Шрифт:
Интервал:
Закладка:
– То мы остановим их, – произнес Хелман у нас за спиной, возвратясь после совещания с командирами танков. Я и представить себе не мог, как долго он стоял рядом с нами, слушая наш разговор. – С нашими танками, – продолжал он, – нам удастся не допустить форсирования реки русскими. К тому же теперь у нас есть новый заряжающий!
– Тогда все в порядке, герр полковник. – Курт вытянулся по стойке «смирно». – Какие будут приказания?
– Постарайся передать это в штаб дивизии шифром, – сказал Хелман, протягивая ему листок бумаги. – Но только одноразовая передача, я не хочу, чтобы русские обнаружили наше местоположение.
Когда Курт принялся работать с радиоаппаратом в танке, Хелман отвел меня подальше от машины.
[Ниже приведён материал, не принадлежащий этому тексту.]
PR #19613, opened 2022-07-11
Add oso package recipe

alexpilot11:
Checklist
- [x] Build number is 0.


recipes/oso/meta.yaml
```diff
@@ -0,0 +1,67 @@
...
+  commands:
+    - pip check
+    - make python-test
+  requires:
+    - pip
+    - pytest-cov
+    - ruamel_yaml
+    # fails pip check: https://github.com/conda-forge/importlib_metadata-feedstock/issues/88
+    - importlib-metadata !=4.7.1
+    - cffi >=1.0.0
```
bollwyvl, line 52: as `cffi` appears in host, and is needed in `test` to pass `pip check`, it probably belongs in `run` (aside from the `importlib-metadata` snafu). Basically anything in `install_requires` which they load from:

https://github.com/osohq/oso/blob/main/languages/python/oso/requirements.txt#L1

recipes/oso/meta.yaml
```diff
@@ -0,0 +1,67 @@
...
+  version: {{ version }}
+
+source:
+  url: https://github.com/osohq/oso/archive/refs/tags/v{{ version }}.tar.gz
+  sha256: 412b62ca46b649cd2b0ddfd9027180eeda9aa8d4f059da44978fa56ac103e90a
+
+build:
+  number: {{ build_number }}
+  script:
+    - bash {{ RECIPE_DIR }}/build_oso.sh
```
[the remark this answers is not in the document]
alexpilot11: checked in now

recipes/oso/meta.yaml
```diff
@@ -0,0 +1,67 @@
...
+
+requirements:
+  build:
+    - {{ compiler('c') }}                    # [unix]
+    - {{ compiler('cxx') }}                  # [unix]
+    - {{ compiler('m2w64_c') }}              # [win]
```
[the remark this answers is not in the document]
alexpilot11: I swapped to `msvc_c` instead of `m2w64_c`, etc and I got this: `conda_build.exceptions.DependencyNeedsBuildingError: Unsatisfiable dependencies for platform win-64: {MatchSpec("msvc_cxx_win-64"), MatchSpec("msvc_c_win-64")}`

Not sure if that's the wrong string to use there or what though but I've swapped back for now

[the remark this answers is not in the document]
bollwyvl: just `c`.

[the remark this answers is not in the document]
bollwyvl: example: https://github.com/conda-forge/python-wasmer-split-feedstock/blob/main/recipe/meta.yaml

alexpilot11:
currently my tests are failing locally because their tests are doing a string compare on an escaped character. it seems when I run with `conda mambabuild recipes/oso` it escapes the string differently. I cloned the `oso` repo and ran the same tests with the same command, and it passes. Any thoughts on why this might be?

bollwyvl:
```
>       assert str(e.value).startswith(
            "'\\u{0}' is not a valid character. Found in this is not allowed\\u{0} at line 2, column 17"
        )
E       assert False
E        +  where False = <built-in method startswith of str object at 0x7f662acb3160>("'\\u{0}' is not a valid character. Found in this is not allowed\\u{0} at line 2, column 17")
E        +    where <built-in method startswith of str object at 0x7f662acb3160> = '\'\\0\' is not a valid character. Found in this is not allowed\\0 at line 2, column 17:\n\t002:     f(a) if a = "this is not allowed\x00\n\t                     ^\n\n\tGet help with Oso from our engineers: https://help.osohq.com/error/InvalidTokenCharacter'.startswith
E        +      where '\'\\0\' is not a valid character. Found in this is not allowed\\0 at line 2, column 17:\n\t002:     f(a) if a = "this is not allowed\x00\n\t                     ^\n\n\tGet help with Oso from our engineers: https://help.osohq.com/error/InvalidTokenCharacter' = str(InvalidTokenCharacter('\'\\0\' is not a valid character. Found in this is not allowed\\0 at line 2, column 17:\n\t002:     f(a) if a = "this is not allowed\x00\n\t                     ^\n\n\tGet help with Oso from our engineers: https://help.osohq.com/error/InvalidTokenCharacter'))
E        +        where InvalidTokenCharacter('\'\\0\' is not a valid character. Found in this is not allowed\\0 at line 2, column 17:\n\t002:     f(a) if a = "this is not allowed\x00\n\t                     ^\n\n\tGet help with Oso from our engineers: https://help.osohq.com/error/InvalidTokenCharacter') = <ExceptionInfo InvalidTokenCharacter('\'\\0\' is not a valid character. Found in this is not allowed\\0 at line 2, column 17:\n\t002:...t                     ^\n\n\tGet help with Oso from our engineers: https://help.osohq.com/error/InvalidTokenCharacter') tblen=6>.value
```

As it looks like this is comparing error value text, it may not take all possible python versions into account.

recommend skipping with `-k`, e.g.

```yaml
commands:
  - pytest ... -k "not parser_errors"
```

If you only need to skip tests on some platform/pythons, you can:
- use jinja template vars to build up a list of skips, then squash them into a filter
  - while this works, it can get messy
- use the well-known (by `conda-build`) `run_test.py`, and build up the arguments dynamically ([example](https://github.com/conda-forge/ipykernel-feedstock/blob/main/recipe/run_test.py)

recipes/oso/meta.yaml
```diff
@@ -0,0 +1,67 @@
...
+    - ruamel_yaml
+    - jq
+    - sqlalchemy
+
+about:
+  home: https://github.com/osohq/oso
+  summary: 'Oso is a batteries-included framework for building authorization in your application.'
+  license: Apache
+  license_family: Apache
+  license_file: LICENSE
```
bollwyvl, line 60: As this bundles a bunch of third-party stuff in the rust static binary, you'll want to use [cargo-bundle-licenses](https://github.com/sstadick/cargo-bundle-licenses) to capture all of the built static binary licenses. There are many [examples in other feedstocks](https://github.com/search?q=org%3Aconda-forge+cargo-bundle-licenses&type=code).

As annoying as this is, it's _far far better_ than the bad old days of curating them by hand.

alexpilot11:
looks like my local was on `main` while I had pointed the recipe to `v0.26.1`

[this commit](https://github.com/osohq/oso/pull/1576/commits/d04670abfaaf6da5e3df242fe61ac0a6d293cc27) seemed to fix the test (that was failing when I checked out the tag locally). question is, should I bump to the `sqlalchemy-v0.26.1` release or just skip the test?

recipes/sqlalchemy-oso/meta.yaml
```diff
@@ -0,0 +1,62 @@
...
+  number: 0
+
+requirements:
+  host:
+    - python >=3.6
+    - pip
+    - cffi >=1.0.0
+  run:
+    - python >=3.6
+    - packaging ~=20.9
```
bollwyvl, line 25: don't use the `~` operator: different python build tools have it map to different things, and you don't awlayas get the same thing from conda.

recipes/sqlalchemy-oso/meta.yaml
```diff
@@ -0,0 +1,62 @@
...
+    - pip
+    - pytest-cov
+    - oso
+    - sqlalchemy
+    - flask-sqlalchemy
+
+about:
+  home: https://github.com/osohq/oso/tree/main/languages/python/sqlalchemy-oso
+  summary: 'sqlalchemy-oso the SqlAlchemy integration for oso, the batteries-included framework for building authorization in your application.'
+  license: Apache
```
bollwyvl, line 53: Apache-2.0

recipes/sqlalchemy-oso/meta.yaml
```diff
@@ -0,0 +1,62 @@
...
+  license_family: Apache
```
bollwyvl, line 54: you don't even need to specify this (gets filled in with a proper SPDX above)

recipes/sqlalchemy-oso/meta.yaml
```diff
@@ -0,0 +1,62 @@
+{% set name = "sqlalchemy-oso" %}
+{% set build_number = 0 %}
```
bollwyvl, line 2: remove this (not being used)

recipes/sqlalchemy-oso/meta.yaml
```diff
@@ -0,0 +1,62 @@
...
+{% set version = "0.26.1" %}
+
+package:
+  name: {{ name|lower }}
```
bollwyvl, line 6: remove `name` variable: it only gets used here, and probably isn't going to change.

recipes/oso/meta.yaml
```diff
@@ -0,0 +1,68 @@
...
+  doc_url: https://docs.osohq.com/
+  dev_url: https://github.com/osohq/oso
+
+extra:
+  feedstock-name: oso
```
bollwyvl, line 66: only need this with multi-outputs

recipes/sqlalchemy-oso/meta.yaml
```diff
@@ -0,0 +1,62 @@
...
+  home: https://github.com/osohq/oso/tree/main/languages/python/sqlalchemy-oso
+  summary: 'sqlalchemy-oso the SqlAlchemy integration for oso, the batteries-included framework for building authorization in your application.'
+  license: Apache
+  license_family: Apache
+  license_file: LICENSE
+  doc_url: https://docs.osohq.com/python/reference/api/sqlalchemy.html
+  dev_url: https://github.com/osohq/oso
+
+extra:
+  feedstock-name: oso
```
bollwyvl, line 60: can remove this line

alexpilot11:
it looks like `jq` is needed for the windows build but the feedstock doesn't support a windows build. issues [here](https://github.com/conda-forge/jq-feedstock/pull/16) and [here](https://github.com/conda-forge/jq-feedstock/pull/15) that haven't been touched in a while. I also think that if those got in, I'd probably need to revert to the mingw compilers. thoughts on that?

recipes/sqlalchemy-oso/meta.yaml
```diff
@@ -0,0 +1,58 @@
...
+    - python >=3.6
+    - pip
+    - cffi >=1.0.0
+  run:
+    - python >=3.6
+    - packaging ==20.9
+    # fails pip check: https://github.com/conda-forge/importlib_metadata-feedstock/issues/88
+    - importlib-metadata !=4.7.1
+    - cffi >=1.0.0
+    - oso >=0.26.1
```
bollwyvl, line 27: this is _probably_ going to be `- oso =={{ version }}.*`

recipes/sqlalchemy-oso/meta.yaml
```diff
@@ -0,0 +1,58 @@
...
+
+test:
+  source_files:
+    - languages/python/sqlalchemy-oso/tests
+  imports:
+    - oso
+    - polar
+    - sqlalchemy
+    - flask_sqlalchemy
+    - sqlalchemy_oso
```
bollwyvl, line 39: this is the only one you're actually testing, probably remove the others

recipes/sqlalchemy-oso/meta.yaml
```diff
@@ -0,0 +1,58 @@
...
+requirements:
+  host:
+    - python >=3.6
+    - pip
+    - cffi >=1.0.0
+  run:
+    - python >=3.6
+    - packaging ==20.9
+    # fails pip check: https://github.com/conda-forge/importlib_metadata-feedstock/issues/88
+    - importlib-metadata !=4.7.1
```
bollwyvl, line 25: probably move this to a `test/requires` unless it's actually called out

bollwyvl:
> `jq` is needed for the windows build

welcome to the wonderful world of even turning on a non-trivial windows build chain.

the dude who made the first failing pr was a _giant_ in the mingw ecosystem (sometimes usernames are accurate), so unless things have gotten a **lot** better, i can't recommend taking that up. you also can't ask him for help, as he passed a few years back.

in the meantime: a cursory inspection suggests it's probably worth avoiding `jq` in the makefile, as it only appears to use it for some cosmetic tasks. You can do it by:
- generating an actual patch and [applying it in source](https://docs.conda.io/projects/conda-build/en/latest/resources/define-metadata.html#patches) or using  
- patching it out "hot" with `sed` or a `python` script
- ignoring the root makfile all together, as it _looks_ like it's just calling


```bash
cargo build -p polar-c-api
cd languages/python/oso 
make build
```

recipes/sqlalchemy-oso/meta.yaml
```diff
@@ -0,0 +1,58 @@
...
+  number: 0
+
+requirements:
+  host:
+    - python >=3.6
+    - pip
+    - cffi >=1.0.0
+  run:
+    - python >=3.6
+    - packaging ==20.9
```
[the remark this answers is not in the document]
alexpilot11: they use `packaging~=20.9` but you said not to use it [here](https://github.com/conda-forge/staged-recipes/pull/19613#discussion_r920347784)

should I just do `packaging >=20.9,<21.0`?

recipes/sqlalchemy-oso/meta.yaml
```diff
@@ -0,0 +1,58 @@
...
+    # fails pip check: https://github.com/conda-forge/importlib_metadata-feedstock/issues/88
+    - importlib-metadata !=4.7.1
+    - cffi >=1.0.0
+    - oso >=0.26.1
+    - sqlalchemy >=1.3.17,<1.5
+    - flask-sqlalchemy
```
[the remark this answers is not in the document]
alexpilot11: I think because one of the tests imports [here](https://github.com/osohq/oso/blob/bc0c5b77e150df8fb273489525b1ff51fb53fe4b/languages/python/sqlalchemy-oso/tests/test_flask.py#L5) which raises an error [here](https://github.com/osohq/oso/blob/bc0c5b77e150df8fb273489525b1ff51fb53fe4b/languages/python/sqlalchemy-oso/sqlalchemy_oso/flask.py#L14)  before skipping the flask tests it has become a hard dependency? 

might be misunderstanding something here

recipes/sqlalchemy-oso/meta.yaml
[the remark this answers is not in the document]
bollwyvl: yeah, `>=` ranges are much more precise. indeed, poetry folk creates so many issues with these that it just generates a `setup.py` that translates them into these operators.

recipes/sqlalchemy-oso/meta.yaml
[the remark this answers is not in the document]
bollwyvl: right. just test. the rule of thumb is libraries want as few, and as loosely-pinned, runtime dependencies as possible. full-on applications will have more, and sometimes much more-tightly-pinned, dependencies.

recipes/oso/bld.bat
```diff
@@ -2,10 +2,10 @@
 
 cargo build -p polar-c-api
 
-cd $SRC_DIR\languages\python\oso
+cd %SRC_DIR%\languages\python\oso
```
bollwyvl, line 5: stricly speaking, the slashes would be `/` as well... though it generally _will_ work this way

recipes/oso/meta.yaml
```diff
@@ -0,0 +1,63 @@
...
+    - importlib-metadata !=4.7.1
+    - cffi >=1.0.0
+
+test:
+  source_files:
+    - languages/python/oso/tests
+  imports:
+    - oso
+    - polar
+    - sqlalchemy
```
bollwyvl, line 42: probably remove this import test

bollwyvl:
Even though this failed:

```
================================== FAILURES ===================================
___________________________ test_repr_when_logging ____________________________

polar = <polar.polar.Polar object at 0x000002AA29816700>
capsys = <_pytest.capture.CaptureFixture object at 0x000002AA29845F70>

    def test_repr_when_logging(polar, capsys):
        old_polar_log = os.getenv("POLAR_LOG")
        os.environ["POLAR_LOG"] = "1"
        polar.register_class(Foo)
        polar.load_str("f(_foo: Foo) if 1 = 1;")
        list(polar.query_rule("f", Foo()))
        captured = capsys.readouterr()
        assert f"QUERY RULE: f({FOO_REPR} TYPE `Foo`)" in captured.out
        if not old_polar_log:
>           os.unsetenv("POLAR_LOG")
E           AttributeError: module 'os' has no attribute 'unsetenv'

tests\test_repr.py:25: AttributeError
=========================== short test summary info ===========================
FAILED tests/test_repr.py::test_repr_when_logging - AttributeError: module 'o..
```

It's still quite encouraging. As this was fixed in py3.9, with the aforementioned jinja-based skips, to be _fully_ accurate, you'd want something like:

```jinja
{% skips = skips + ["repr_when_logging"] %} # [win and py<39]
```

however, it's probably fine to just add it to the general skips.

This may or may  not be worth reporting upstream (probably not, unless you figure out some way to fix it with e.g. `mock`).

alexpilot11:
ah, didn't see your comment before pushing the lock. will undo

alexpilot11:
@bollwyvl with a green build, I think this is close, if not there. Do you mind if I add you as a maintainer as well? After that I'll mark as ready for review

recipes/oso/meta.yaml
```diff
@@ -39,11 +39,10 @@ test:
   imports:
     - oso
     - polar
-    - sqlalchemy
   commands:
     - cd languages/python/oso
     - pip check
-    - pytest -vv tests -k "not test_parser_errors"
+    - pytest -vv tests -k "not test_parser_errors and not test_repr_when_logging"
```
bollwyvl, line 45: Now that basic testing is established, consider adding coverage:

```bash
pytest -vv tests --cov=oso --cov=polar --no-cov-on-fail --cov-report=term-missing:skip-covered --cov-fail-under=100
```

This can help find serious regressions (e.g. missing test dependencies). Alternately: remove `pytest-cov` (and any other unused test dependencies): e.g. is `sqlalchemy` really needed? This is important, as sometimes spurious heavyweight test deps bring along transient deps that shadow real runtime deps.

bollwyvl:
> add you as a maintainer as well?

Sure: you can add me as a maintainer...

recipes/oso/meta.yaml
alexpilot11: fail under 100? cov is at 85.62%. should I just drop to like "fail under 80"?

bollwyvl:
Right. So you'd tune down to the worst case, minus one or so... Losing five
percent coverage off 85 would be kind of a thing.

bollwyvl:
@conda-forge/staged-recipes @conda-forge/help-python @conda-forge/help-rust ready for review

bollwyvl (approved):
seems pretty clean now

alexpilot11:
Thank you @ocefpaf !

– Ты сегодня прекрасно вел танк, Фауст.
– Благодарю, герр полковник.
– Когда я подходил к вам, слышал, как вы говорили про тех трех русских пехотинцев, с которыми мы встретились.
– Это было довольно необычно, герр полковник.
– Согласен, что необычно. На самом деле даже просто жутко.
Это было одно из любимых словечек нашего командира, которое в его устах означало нечто подозрительное, странное или угрожающее.
– А как ты думаешь, что они там делали?
– У них была какая-то определенная цель, это очевидно.
– У меня тоже сложилось такое впечатление. – Хелман нахмурился, облизывая губы. – И они бродили неподалеку от «Ханомага» с пленными, не так ли?
– Похоже, что так, герр полковник.
– А ведь наши пленники были группой радистов, и потому мы держали их вместе. Они могли дать ценные показания для нашей разведки. А теперь от всех них осталась только та женщина.
Хелман снял свою щегольскую офицерскую фуражку и пригладил коротко стриженные волосы. В неверном лунном свете он выглядел бледным и напряженным. Через плечо у него висел автомат МП-40, из которого он расстрелял пленных около дота, и теперь он, возможно бессознательно, коснулся его рукой.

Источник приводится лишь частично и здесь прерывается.